Therefore, flood defense embankments seem to be an important corridor habitat for Orthoptera across Europe and grazing management should seek to enhance their value without compromising flood risk.

General grazing effects

Timing.—

Year-round grazing can be a useful tool for maintaining the insect assemblages of large grassland areas (Fleischer and Hölzel 2013). This management can maintain the characteristic biodiversity of semi-natural heathlands and grasslands (WallisDeVries et al. 2016). In lowland heathland in the Netherlands, grazing seems more beneficial to early successional species than late successional species which are negatively affected (WallisDeVries et al. 2016). In grasslands in southwest Montana (USA), Davis et al. (2014) showed that herbivory affected many plants and arthropod characteristics in a similar manner: early grazing (June) can negatively affect species which need forage in the early growing season. Davis et al. (2014) suggest that the timing of grazing can have big effects on the biodiversity of multiple trophic levels and effects can depend on the grassland habitat type. However, they found that Orthoptera were unaffected by grazing and that plant height was greater with early grazing (late June) than late grazing (July and August). In the Netherlands, a continuous pasturing lasts for the entire grass growing season (mid-April to mid-October) with a low density of livestock (Muijs 1999). In Essex, sea walls are often grazed with sheep through September and October (Gardiner et al. 2015). Indeed, sheep grazing can be the best method if it includes rest periods in areas where plants need to germinate. The grassland should be mown twice a year to reduce the nutrient content of the soil; if not, once a year in mid-July may be sufficient (Sprangers 1999).

Patch formation.—

Orthoptera are influenced by the formation of grass patches in grazed habitats (Gardiner and Hill 2004). Heavy grazing can create a homogeneous sward of consistently short vegetation with little cover from avian predation or inclement weather (Fig. 2). In Germany, the interaction between fodder quality and grazing intensity can lead to cattle adjusting their grazing pattern according to the vegetation biomass, which leads to the establishment of heterogeneous patches (Fleischer and Hölzel 2013). On the Wadden Sea coastline, the choice of livestock type has smaller effects on trophic levels than stocking intensity (van Klink et al. 2016). Invertebrates, such as C. brunneus, sometimes opt for patches of short turf and bare ground as habitat because it provides ideal oviposition and basking sites (Gardiner et al. 2015).

Fig. 2. 

Sheep grazed sea wall with a homogeneous, short sward; credit T. Gardiner.

Soil disturbance.—

Orthoptera may also be affected by the soil disturbance associated with grazing. Grasshoppers, such as the mottled grasshopper Myrmeleotettix maculatus Thunberg, 1815 (Orthoptera: Acrididae), require exposed soil and sparse grassland (good egg-laying and basking conditions) which can be created by associated cattle trampling of the vegetation. However, cattle grazing can lead to a sward with uniformly short grass with reduced grasshopper suitability overall (Gardiner 2012).

Applying livestock

Sea wall and dike vegetation is often maintained by grazing animals. Herbivores grazing on grasslands stimulate grass productivity (Nolte et al. 2014). A study in the Netherlands found that canopy height is affected by two variables: livestock species and livestock density (Nolte et al. 2014). The livestock species (including wild herbivores like rabbits) can also affect plant abundance and assemblage diversity, which are correlated with Orthoptera conservation and pest management (Gardiner 2018). Herbivore species and densities should therefore be chosen depending on their impacts.

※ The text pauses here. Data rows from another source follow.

PR #50, opened 2019-10-10
add info to all.json and write it from ControllerVerticle

willr3:


core/src/main/java/io/hyperfoil/core/impl/statistics/StatisticsStore.java
```diff
@@ -289,6 +286,10 @@ default void onEndFork(String phaseName, String iterName, String forkName) {
    }
 
    public void writeJson(JsonGenerator jGenerator) throws IOException {
+      writeJson(jGenerator, true);
+   }
+
+   public void writeJson(JsonGenerator jGenerator, boolean standalone) throws IOException {
```
rvansa: I don't see the boolean being used.

willr3: good catch, that would have been a bug fix shortly after being able to test it in the lab.

PR #62, opened 2019-11-18
Histogram

willr3:
Fix issue where info.json was included in all.json using default encoding and not as formatted json.
Add a fixed response time increment histogram to percentile histogram we already record.


rvansa:
I've cherry-picked, removing the commented code, myself.

PR #75, opened 2019-12-06
Add a reference null check on method field.

whitingjr:
With this commit the log files generated are now 23M instead of 33M. Due to fewer NPE messages in the agent log file.


rvansa:
I am closing this for now, if you happen to encounter the problem (with more info, preferrably) please reopen.

PR #98, opened 2020-02-08
Implement original Wrk command, rename existing Wrk command to Wrk2

johnaohara:
- Rename wrk and wrk.sh to wrk2 and wrk2.sh
 - Implement equivilant to wrk command
 - Increase calibration pahse to 6s, gives time for driver to warm up

Current `wrk` command implements wrk2 threading model.  wrk2 uses the open-model to drive load, whereas the original wrk command uses the closed-model.  This means that Hyperfoil can not be a drop in replacement for wrk.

Moderate intensity sheep grazing (c. 10 sheep/ha) in Essex can create a high sward heterogeneity which is generally favorable for Orthoptera (Figs 3, 4). Like rabbits, sheep can easily reach inaccessible areas, which can be desirable or undesirable depending on the flood defense management objectives (Gardiner et al. 2015).

Fig. 3. 

Light sheep grazing on a sea wall creating a heterogeneous, patchy sward favorable for Orthoptera (Little Oakley, Essex, UK); credit T. Gardiner.

Fig. 4. 

Sheep grazing on a sea wall folding creating a heterogeneous, patchy sward favorable for Orthoptera (Brightlingsea, Essex, UK); credit T. Gardiner.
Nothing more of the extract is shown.